- **Your task**
Starting at the top of the data and ending with the line that holds "acronyms and contractions", transcribe each line exactly; include both ends.

- **Provided records**

Issue #541, opened 2021-02-25
Naming conventions


djc:
rustls uses uppercase acronyms in type names, contra the API guidelines:

> In `UpperCamelCase`, acronyms and contractions of compound words count as one word: use `Uuid` rather than `UUID`, `Usize` rather than `USize` or `Stdin` rather than `StdIn`.

IMO it would be nice to align with the broader ecosystem here, particularly in something as visible as `TLSError`. On the other hand, changing it might not be worth the pain across the ecosystem. Even in that case, it might be good to change private names and/or stick to the API guidelines for new additions (such as the ECH stuff in #539.

sayrer:
Agreed. I tried to blend in with the rest of handshake.rs, but I didn't really know what to do.

ctz:
Maybe a better name for this type is just `rustls::Error`?

briansmith:
> Maybe a better name for this type is just `rustls::Error`?

SGTM.

Note you can also do `#[deprecated] pub type TLSError = Error;` to ease the transition, although I'd be fine if that was skipped.

djc:
> Maybe a better name for this type is just `rustls::Error`?

👍 So rename the error type and adjust other types to align with the guidelines? Feel like having a deprecated alias for one cycle?

ctz:
It seems pretty low cost to have the deprecated alias, so let's do that IMO.

djc:
What about enum variant names, including those for all those IANA constants? `CHACHA20_POLY1305` => `Chacha20Poly1305`? (I can focus on doing the public API types first, and leave the `internal` module alone.) Should we rename `ciphersuite` to `cipher_suite` everywhere?

ctz:
I think things which are named after external standards should use the naming in those standards, as far as possible. I think that means:

- `CHACHA20_POLY1305_SHA256` as a cipher suite name (but we should fix `BulkAlgorithm` item names)
- `cipher_suite` instead of `ciphersuite`

But, yes, let's concentrate on any public changes first.

djc:
More things to consider:

* Inconsistency like `cert`/`certificate`, `sig`/`signature` in names
* The trait name style of `ProducesTickets`, `ResolvesServerCert` seems fairly unidiomatic as well, I think either `TicketProducer` or `ProduceTicket` would be more common style (I think I prefer the former)

briansmith:
`AEADTicketer` -> `AeadTicketer`.

djc:
[...]

PR #581, opened 2021-03-17
Refactor ClientHello data.

sayrer:
This packages `dns_name` and `extra_exts` together, in anticipation of ECH. Also makes it easier to supply `extra_exts` with `ClientSession::new`.

The trait bounds are a bit repetitive, but I think that problem is waiting on https://github.com/rust-lang/rust/issues/41517. If someone knows of a nicer way to do this, that would be good.

### DIFF
--- a/rustls/src/client/common.rs
+++ b/rustls/src/client/common.rs
@@ -10,7 +10,6 @@ use crate::msgs::handshake::SessionID;
 use crate::msgs::persist;
 use crate::sign;
 use crate::kx;
-use webpki;
 
 pub struct ServerCertDetails {
     pub cert_chain: CertificatePayload,
@@ -56,15 +55,13 @@ impl ServerKXDetails {
 pub struct HandshakeDetails {
     pub resuming_session: Option<persist::ClientSessionValue>,
     pub session_id: SessionID,
-    pub dns_name: webpki::DNSName,
 }
 
 impl HandshakeDetails {
-    pub fn new(host_name: webpki::DNSName) -> HandshakeDetails {
+    pub fn new() -> HandshakeDetails {
         HandshakeDetails {
             resuming_session: None,
             session_id: SessionID::empty(),
-            dns_name: host_name,
         }
     }
 }
--- a/rustls/src/client/hs.rs
+++ b/rustls/src/client/hs.rs
@@ -428,7 +428,7 @@ fn emit_client_hello_for_retry(
 
     let next = ExpectServerHello {
         handshake,
-        dns_name: dns_name.clone(),
+        dns_name,
         randoms,
         using_ems,
         transcript,
--- a/rustls/src/client/hs.rs
+++ b/rustls/src/client/hs.rs
@@ -320,7 +320,7 @@ fn emit_client_hello_for_retry<T: 'static + HelloData + Send + Sync>(
         hello_data
             .get_extra_exts()
             .iter()
-            .cloned()
+            .cloned(),
     );
 
     let fill_in_binder = if support_tls13
--- a/rustls/src/client/hs.rs
+++ b/rustls/src/client/hs.rs
@@ -80,10 +80,14 @@ fn find_session(
     let key = persist::ClientSessionKey::session_for_dns_name(dns_name);
     let key_buf = key.get_encoding();
 
-    let value = sess.config.session_persistence.get(&key_buf).or_else(|| {
-        debug!("No cached session for {:?}", dns_name);
-        None
-    })?;
+    let value = sess
+        .config
+        .session_persistence
+        .get(&key_buf)
+        .or_else(|| {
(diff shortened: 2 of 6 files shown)


rustls/src/client/common.rs
```diff
@@ -58,15 +57,13 @@ impl ServerKXDetails {
 pub struct HandshakeDetails {
     pub resuming_session: Option<persist::ClientSessionValue>,
     pub session_id: SessionID,
-    pub dns_name: webpki::DNSName,
 }
 
 impl HandshakeDetails {
-    pub fn new(host_name: webpki::DNSName) -> HandshakeDetails {
+    pub fn new() -> HandshakeDetails {
```
djc, line 63: I think I'd prefer having a separate commit (or PR) for threading the `dns_name` through the handshake states (recommended process: manually edit the diff to ditch the `HelloData`-related chunks).

rustls/src/client/mod.rs
```diff
@@ -620,6 +617,55 @@ impl ClientSessionImpl {
     }
 }
 
+// Added in anticipation of another struct, EncryptedHost, that returns
+// Some() for the last two methods.
+pub trait HelloData {
```
djc, line 622: This should help reduce the trait bounds:

```suggestion
pub trait HelloData: Send + Sync + 'static {
```

rustls/src/client/mod.rs
```diff
@@ -620,6 +617,55 @@ impl ClientSessionImpl {
...
+    fn get_extra_exts(&self) -> &Vec<ClientExtension>;
+    fn push_extra_ext(&mut self, ext: ClientExtension);
+    fn get_hostname(&self) -> webpki::DNSNameRef;
+    fn get_ech_config(&self) -> Option<&ECHConfig>;
+    fn get_outer_exts(&self) -> Option<&Vec<ClientExtension>>;
+}
+
+// Nothing for now
+pub struct ECHConfig {}
```
djc, line 631: Let's just leave it out for now, then?

rustls/src/client/mod.rs
```diff
@@ -620,6 +617,55 @@ impl ClientSessionImpl {
     }
 }
 
+// Added in anticipation of another struct, EncryptedHost, that returns
+// Some() for the last two methods.
+pub trait HelloData {
+    fn get_extra_exts(&self) -> &Vec<ClientExtension>;
```
djc, line 623: If we're going to be sticking to the API guidelines more closely (#541), let's not add [new `get_` prefixed getters](https://rust-lang.github.io/api-guidelines/naming.html#getter-names-follow-rust-convention-c-getter).

djc (commented):
First round. Sorry for the formatting pain!

rustls/src/client/common.rs
sayrer: I'm not attached to the approach here, but do you want `dns_name` passed a separate parameter alongside `extra_exts` in the early parts of the handshake?

djc: Sorry -- no. Just, in terms of reviewing I'd prefer to separate the commit threading the `dns_name` all the way through the handshake states from the commit that introduces `HelloData` (including packaging up the `dns_name` in it for some of the handshake states).

sayrer: OK, but if I remove `dns_name` from `HandshakeDetails`, it has to go somewhere in the early parts of the handshake. Sorry if I'm being dense here. I see two options that might be easier to review than what's here: 

1) thread it through as a separate parameter alongside `extra_exts` early on, the later parts of the handshake would stay the same.

2) Cut this patch down a bit to use a private Host struct instead of a trait, leaving the public API the same, but bundling `extra_exts` and `dns_name` together.

djc: Yeah, I meant the first option. Maybe separate commits to thread dns_name and extra_exts?

sayrer: OK, done.

rustls/src/client/mod.rs
sayrer: I swear I tried that... but I'll check again. Not in the patch anymore, though.

rustls/src/client/mod.rs
sayrer: Got it. Also not in the patch anymore.

rustls/src/client/hs.rs
```diff
@@ -423,6 +428,7 @@ fn emit_client_hello_for_retry(
 
     let next = ExpectServerHello {
         handshake,
+        dns_name: dns_name.clone(),
```
djc, line 431: Do we need this `.clone()`?

sayrer: No, I meant to delete that. Fixed now.

djc (approved):
Thanks!

PR #583, opened 2021-03-18
Enable conversion from integer value to enum

djc:
As suggested by @icing to make conversions more robust for crustls.


ctz:
Looks good, can we use this in ::read() too?

djc:
Yeah, good call!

- **Exercise output**
Issue #541, opened 2021-02-25
Naming conventions


djc:
rustls uses uppercase acronyms in type names, contra the API guidelines:

> In `UpperCamelCase`, acronyms and contractions of compound words count as one word: use `Uuid` rather than `UUID`, `Usize` rather than `USize` or `Stdin` rather than `StdIn`.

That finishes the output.